PR #1609, opened 2018-03-27
 Update Sveriges Radio translator to work with Wikimedia's installation

sebastian-berlin-wmse:
The version that Wikimedia is running doesn't support `String.include()`, which is used in the template version of `detectWeb()`. Changed this to `String.indexOf()`, which works in the latest version too.


dstillman:
They'll need to update to a later version of translation-server.

sebastian-berlin-wmse:
Would it be possible to have this merged anyway? There are plans to update the server, but no ETA at the moment.

As I wrote, it's still fully compatible with the latest version and contain a fix for a test as well.

dstillman:
No, sorry. `includes()` is used in many translators.

zuphilip:
It is even part of the CI here to replace unnecessary `.indexOf` with `.includes`:

https://github.com/zotero/translators/blob/c51821e26a97a1371730efdec17c80d83b0cef02/.ci/checkTranslator.sh#L93-L99

zuphilip:
Related discussion on phabricator: https://phabricator.wikimedia.org/T140539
———
**Problem description**
Copy out the lines above, from the one holding "They'll need to" through the final line, with no other lines.

**Response box**
They'll need to update to a later version of translation-server.

sebastian-berlin-wmse:
Would it be possible to have this merged anyway? There are plans to update the server, but no ETA at the moment.

As I wrote, it's still fully compatible with the latest version and contain a fix for a test as well.

dstillman:
No, sorry. `includes()` is used in many translators.

zuphilip:
It is even part of the CI here to replace unnecessary `.indexOf` with `.includes`:

https://github.com/zotero/translators/blob/c51821e26a97a1371730efdec17c80d83b0cef02/.ci/checkTranslator.sh#L93-L99

zuphilip:
Related discussion on phabricator: https://phabricator.wikimedia.org/T140539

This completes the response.